The Parallel.ForEach
method is not well suited for I/O-bound operations, because it requires a thread for each parallel workflow, and threads are not cheap resources. You can make it work by increasing the number of threads that the ThreadPool
creates immediately on demand, with the SetMinThreads
method, but that's not as efficient as using asynchronous programming and async/await. With asynchronous programming a thread is not required while the file is downloaded, or while the file is saved in the disc, so it is possible to download dozens of files concurrently using only a handful of threads.
Using the Partitioner
for creating ranges is a useful technique when parallelizing extremely granular (lightweight) workloads, like adding or comparing numbers. In your case the workload is quite coarse (chunky), so using ranges is more likely to slow things down than speed them up. Using ranges prevents balancing the workload, in case some files take longer to download than others.
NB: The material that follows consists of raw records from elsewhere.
PR #20, opened 2015-09-14
Selective output

imbcmdth:
Transmuxer debugging page now has changes that allow for greater debugging options by enabling the user to force the transmuxer to output only audio or only video segments. Helps you narrow down which of the two segment types is causing a problem with MSE.

Required changes the transmuxer to support non-remuxed output. Added tests to verify that the output from the transmuxer can be specified with an options-object at creation.

### DIFF
--- a/debug/index.html
+++ b/debug/index.html
@@ -14,6 +14,12 @@
   <link rel="stylesheet" href="css/main.css">
 
   <script src="js/vendor/modernizr-2.6.2.min.js"></script>
+  <style>
+    fieldset {
+      padding: 10px;
+      border: 1px solid #ccc;
+    }
+  </style>
 </head>
 <body>
   <!--[if lt IE 7]>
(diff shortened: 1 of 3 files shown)


debug/index.html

My suggestion is to use the Parallel.ForEachAsync
method (introduced in .NET 6), which is designed specifically for parallelizing asynchronous I/O operations. Here is how you can use this method in order to download the files in parallel, with a specific degree of parallelism, and cancellation support:
private static readonly string _baseUrlPattern =
"http://url.com/Handlers/Image.ashx?imageid={0}&type=image";
private static readonly HttpClient _httpClient = new HttpClient();
internal static void DownloadAllMissingPictures(
IEnumerable<ListObject> imagesToDownload, string imageFolderPath,
CancellationToken cancellationToken = default)
{
var parallelOptions = new ParallelOptions()
{
MaxDegreeOfParallelism = 10,
CancellationToken = cancellationToken,
};
Parallel.ForEachAsync(imagesToDownload, parallelOptions, async (image, ct) =>
{
string imageId = image.ImageId;
string url = String.Format(_baseUrlPattern, imageId);
string filePath = Path.Combine(imageFolderPath, imageId);
using HttpResponseMessage response = await _httpClient.GetAsync(url, ct);
response.EnsureSuccessStatusCode();
using FileStream fileStream = File.OpenWrite(filePath);
await response.Content.CopyToAsync(fileStream);
}).Wait();
}
The Parallel.ForEachAsync
method returns a Task
. It's recommended that Task
s are await
ed, but taking into account that you are probably not familiar with asynchronous programming yet, let's just Wait
it instead for the time being.
In case the implementation above does not improve the performance of the whole procedure, you could experiment with the MaxDegreeOfParallelism
configuration, and also with the settings mentioned in this question: How to increase the outgoing HTTP requests quota in .NET Core?